Constant-EMG flexor contractions For flexor contractions to a constant force, biceps EMG decreased during pain. This could be due to the withdrawal of voluntary descending drive to motoneurones (i.e. disfacilitation) causing a change in net excitation to the motoneurone pool. Under those conditions it is difficult to assess the direct influence of group III and IV muscle afferents on motoneurones. For example, facilitation of motoneurones could be masked by the withdrawal of descending drive. Thus in the second study we investigated changes in MEPs and CMEPs evoked during elbow flexion contractions to a constant level of biceps EMG. Biceps EMG was stable and differed by < 1.4% in contractions performed across the three stages. Although not deliberately matched, triceps EMG was also similar across stages (P > 0.05).

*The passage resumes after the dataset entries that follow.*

PR #135, opened 2019-08-27
Improve compilation times of pipeline apps

warrd:
I have done some profiling and discovered slow compilation times are due to derivation of implicits taking a huge amount of time.

In this PR expensive implicits are cached so that they are not derived unnecessarily. There are huge improvements in compilation times for all pipeline apps:

| Project                 | Before       | After     | Speed-up  |
| --- | --- | --- | --- |
| `internal_model`          | 1.5 secs     | 15 secs   | 0.1 x     |
| `transformer_sierra`      | 49 secs      | 1.5 secs  | 33 x      |
| `transformer_sierra-test` | 121 secs     | 12 secs   | 10 x      |
| `recorder`                | 89 secs      | 0.8 secs  | 111 x     |
| `recorder-test`           | 299 secs     | 0.6 secs  | 498 x     |
| `matcher`                 | 55 secs      | 0.6 secs  | 91 x      |
| `matcher-test`            | 367 secs     | 3 secs    | 122 x     |
| `merger`                  | 111 secs     | 0.6 secs  | 185 x     |
| `merger-test`             | 418 secs     | 1.5 secs  | 279 x     |
| `ingestor`                | 73 secs      | 0.3 secs  | 243 x     |
| `ingestor-test`           | 143 secs     | 0.6 secs  | 238 x     |
| `id_minter`               | 0.6 secs     | 0.3 secs  | 2 x       |
| `id_minter-test`          | 181 secs     | 0.7 secs  | 259 x     |

Note that `internal_model` compilation is 10 times slower in the above table, as it is here that the implicits are being derived. If this is an annoyance we can always move the implicit calculations to it's own seperate app.


common/internal_model/src/main/scala/uk/ac/wellcome/models/Implicits.scala
```diff
@@ -0,0 +1,161 @@
...
+  MergeCandidate,
+  WorkType,
+  Displayable,
+  Identified,
+  Subject,
+}
+import uk.ac.wellcome.models.matcher.MatcherResult
+import uk.ac.wellcome.json.JsonUtil._
+
+object Implicits {
```
warrd: This file is pretty ugly :see_no_evil: 

One option to make it more readable and maintainable would be to write a macro to generate the implicits below. Not sure if worth the effort right now though :thinking:

kenoir:
👏

kenoir:
Very nice.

At baseline, there were no significant differences in the sizes of MEPs compared to CMEPs in biceps (15 ± 5%Mmaxversus 14 ± 5%Mmax, respectively) or triceps (4 ± 2%Mmaxversus 3 ± 2%Mmax, P > 0.05). Infusion of hypertonic saline into biceps increased the pain from zero at baseline to 4 ± 2 (‘considerable’; P < 0.001). Pain returned to zero before the recovery stage for all subjects except for one subject who reported ‘just noticeable’ (0.5) pain during some contractions. Figure 5A shows typical superimposed MEPs and CMEPs for one subject for biceps during elbow flexion performed before, during, and after pain. For this subject, CMEPs but not MEPs increased during pain (Fig. 5C, circles). For the group, CMEPs increased in size in biceps (by 33 ± 30%, P < 0.05; Fig. 6A) and triceps (by 26 ± 25%, P < 0.001; Fig. 6B) during pain. MEPs did not change across the three stages for either muscle (P > 0.05); however, relative to CMEPs they were reduced for biceps (by 20 ± 36%, P < 0.05; Fig. 6A) and triceps during pain (by 17 ± 23%, P < 0.05; Fig. 6B).

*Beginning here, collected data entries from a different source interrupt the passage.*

PR #137, opened 2019-08-28
add first part of workType aggs

jamesgorrie:
Generally getting `aggs` in.

We will have it as a `_` test property first, half thinking we could create a new index to query so as not to risk crashing it, but this aggregation seems to perform pretty well.

We will also have them as a separate request from the general query, thus setting the size to `0` so on the client it will be an async call. This will allow us to send over the normal data that we are already, and for the test, only send over what we need.

Ping @wellcometrust/weco-experience-devs to see if ☝️ makes sense for what you're doing.

## Example response
```JS
{
  // This is empty for the first pass till we have monitoring etc on
  "results": [],
  "aggregations": {
    "workType": {
      "buckets": [
        { "key": "a", "count": 10009 },
        { "key": "b", "count": 65638 }]
    }
  }
}
```

## Next
I'd like to generify the types so you can just have something like
```scala
trait AggregationRequest extends GettableByString
case class WorkTypeAggregationRequest() extends AggregationRequest
```

And then have a parser for `List[GettableByString]` - but that can happen after this (and why the tests are a little lacking for the parser).


api/api/src/test/scala/uk/ac/wellcome/platform/api/models/AggregationResultsTest.scala
```diff
@@ -0,0 +1,21 @@
...
+    // val searchResponse: com.sksamuel.elastic4s.requests.searches.SearchResponse
+
+    // This mimics the behaviour of searchResponse.aggregationsAsMap
+    val singleAggregationsMap = Map("workType" -> Map.empty)
+
+    //  And this mimics the searchResponse.aggregationsAsString
+    val responseString =
+      """
+        |{"workType":{"doc_count_error_upper_bound":0,"sum_other_doc_count":0,"buckets":[{"key":"b","doc_count":2},{"key":"a","doc_count":1},{"key":"m","doc_count":1}]}}
+        |""".stripMargin
```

Constant-EMG extensor contractions Activity in group III and IV muscle afferents maintained by ischaemia following exercise facilitates flexor motoneurones but inhibits extensor motoneurones (Martin et al. 2006b). Thus to determine whether the actions of afferents activated by hypertonic saline differed for extensors and flexors, responses were also evoked during elbow extension contractions to a constant level of triceps EMG. Triceps EMG was stable and differed by < 3.5% in contractions performed across the three stages. Although not deliberately matched, biceps EMG was also similar across stages (P > 0.05).
At baseline, there were no differences between the sizes of MEPs and CMEPs for triceps (13 ± 8%Mmaxversus 11 ± 9%Mmax, P > 0.05), but for biceps, MEPs were smaller than CMEPs (4 ± 4%Mmaxversus 34 ± 13%Mmax, P < 0.01). For the typical subject in Fig. 5 (B and D, circles), there was a progressive increase in the area of triceps CMEPs across the three stages whereas there was a small decrease in MEPs during pain. For the group, triceps CMEPs increased during pain (by 22 ± 32%, P < 0.05) compared to baseline and this persisted in recovery (P < 0.05; Fig. 6D). Biceps CMEPs also tended to be larger during pain, but because there were fewer subjects (see Methods) this increase did not reach significance (P= 0.181; Fig. 6C). MEPs in triceps were reduced in size during pain (by 15 ± 37%, P < 0.05; Fig. 6D) but no change occurred for biceps (P > 0.05; Fig. 6C).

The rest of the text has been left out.